There does not seem to be a clear and reasonable distinction between moldmaking and mold repair. Applicants for in-house mold repair shops are quizzed about their moldmaking experience with the obligatory “Do you have any experience doing repair work?” question tagged on.

Though mold building and mold repair employ some of the same basic skills, they are two separate and distinct job classifications. Following are just two factors that contribute to the lack of clear distinction.
1. Molds being one-off and unique cannot by virtue of scale support the specialties required to deal with ongoing issues during the useful life of a tool. If molds were as numerous as cars there would be separate classes of technicians to deal with gating issues, cooling issues, cavity damage, mold action problems (with a sub-category of specialist to deal with hydraulic actions) and hot runner specialists.

Obviously there are isolated individuals who specialize in each of these areas and they provide an invaluable service to the molding industry. The problem is that not every molder has ready access to these specialists. Though the requisite specialties cannot be supported by virtue of scale, molders must by virtue of necessity staff their in-house repair shops with people they hope turn out to be multi-specialists.

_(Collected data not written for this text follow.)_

PR #227, opened 2026-07-29
fix: add missing Mod case to the typed-AST JSON emitter

mijovic:
`act type` crashed with `todo: json ast for: Mod ...` after successfully typechecking any spec that uses the % operator: the ToJSON instance for typed expressions covered every constructor except Mod, falling through to the error catch-all.

Add the Mod case (mirroring Div) and delete the catch-all, which the exhaustiveness checker now proves dead (Mod was the only missing constructor; keeping it trips -Werror=overlapping-patterns).

Regression test: a minimal %-using spec under tests/typing/pass, which exercises `act type | jq .` via the .type.pass make target. The existing %-specs under tests/hevm never hit this path.


lefterislazar:
Thank you for the fix.  I have added the missing test output. Once the CI passes we will accept and merge.

anjapetkovic (approved):
Looks good and the checks now pass.

PR #229, opened 2026-07-31
Fix error reporting for equivalence checking

lefterislazar:
This PR fixes error reporting for failures during equivalence checking, where source information is not required.
It also removes the now deprecated decompilation tests from the main test suite.


anjapetkovic (approved):
Looks good to me and the checks pass.

PR #15, opened 2017-03-07
Using Kratos Model

rubenzorrilla:
Instead of a standard dictionary, now the Kratos Model() is used.


rubenzorrilla:
@lorenzogracia @ipouplana I've tried the changes for both the fluid and structural apps but a dam app test remains to be done. I'll wait until your test approval to merge the changes.

lorenzogracia:
I agree with the changes. I approve your pull request. (Pure cream)

Issue #59, opened 2017-04-06
Outlet process


jginternational:
Unify outlet processes into a single one

Must have the classical parameters plus:
- hydrostatic_outlet
- h_top

jginternational:
Ready!
https://github.com/KratosMultiphysics/Kratos/pull/259

PR #61, opened 2017-04-06
Update outlet process

jginternational:
As said in #59 and https://github.com/KratosMultiphysics/Kratos/pull/259 This pull request creates the unified Outlet Condition

Thanks to this contribution, there are some kind of parameters in processes that accept dependency


rubenzorrilla:
@jginternational I've tried a case with and without body force (with and without h_top) and it works with no problems. However, an error pop-up appears when the problem type tries to load the predefined cylinder example button. Is this expected?

jginternational:
This happens because you opened the master branch before this one, so GiD remembers that tcl. Should be   fine if you checkout this branch before loading GiD

rubenzorrilla:
@jginternational  I thought it was something like that. I was just to be sure before merging. Thanks!

Issue #66, opened 2017-04-07
Dam examples


jginternational:
Follow the steps:

- [x] Create the files and buttons
- [x] Implement the geometry creation
- [x] Implement the Group assign
- [x] Implement the Mesh sizes  (optional)
- [x] Implement the General parameters and conditions assign

PR #73, opened 2017-04-08
Example finished

lorenzogracia:
#66


jginternational:
Bravo! Is it only for 2D?

lorenzogracia:
Yes, the geometry for a 3D dam model is much more complicated, so to understand how must be assigned all conditions is enough. In the future an example with a complex geometry can be implemented.

jginternational:
So, i'll hide the example button in 3D

Issue #70, opened 2017-04-07
DAM Change deprecated process parameters from XYZ to verctor


jginternational:
DAM application processes are using a deprecated function `[CheckDimension 3D]` to show/hide the Z component in 2D models

The new way to implement this is by using vector and vector type
Example:
```xml
<inputs>
    <parameter n="is_fixed_X" pn="Imposed X" type="bool" v="1"/>
    <parameter n="is_fixed_Y" pn="Imposed Y" type="bool" v="1"/>
    <parameter n="is_fixed_Z" pn="Imposed Z" type="bool" v="1" state="[CheckDimension 3D]"/>
</inputs>
```
is now:
```xml
<inputs>
    <parameter n="is_fixed" pn="Imposed" type="vector" vectorType="bool" v="1,1,1"/>
</inputs>
```

lorenzogracia:
@jginternational, the changes in type=vector are already committed. The point is that I also use that process for the type=table, are there something similar for tables??

jginternational:
At this point, boolean and doble 3 dimensional parameters are written in a vector way, as we can see it in is_fixed and value
```json
"Parameters"    : {
            "mesh_id"         : 0,
            "model_part_name" : "DISPLACEMENT_Displacement",
            "variable_name"   : "DISPLACEMENT",
            "is_fixed"        : [true,true,true],
            "value"           : [0.0,0.0,0.0],
            "Value_X_Table"   : 0,
            "Value_Y_Table"   : 0,
            "Value_Z_Table"   : 0
        }
```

2. Economic investment. A mold builder has to make significant investments in software and machine tools—the cost of which can be distributed over many molds. In contrast, most mold repairs do not require engineering software and expensive machine tools, and the relatively few times such equipment is required makes it difficult to justify the investment. So, those types of repairs by default remain largely the responsibility of the mold builder.

It’s probably safe to say that most mold builders do repairs to keep customers happy rather than any real desire to be involved in that line of work. It’s never convenient to break into a shop schedule to expedite an urgent repair.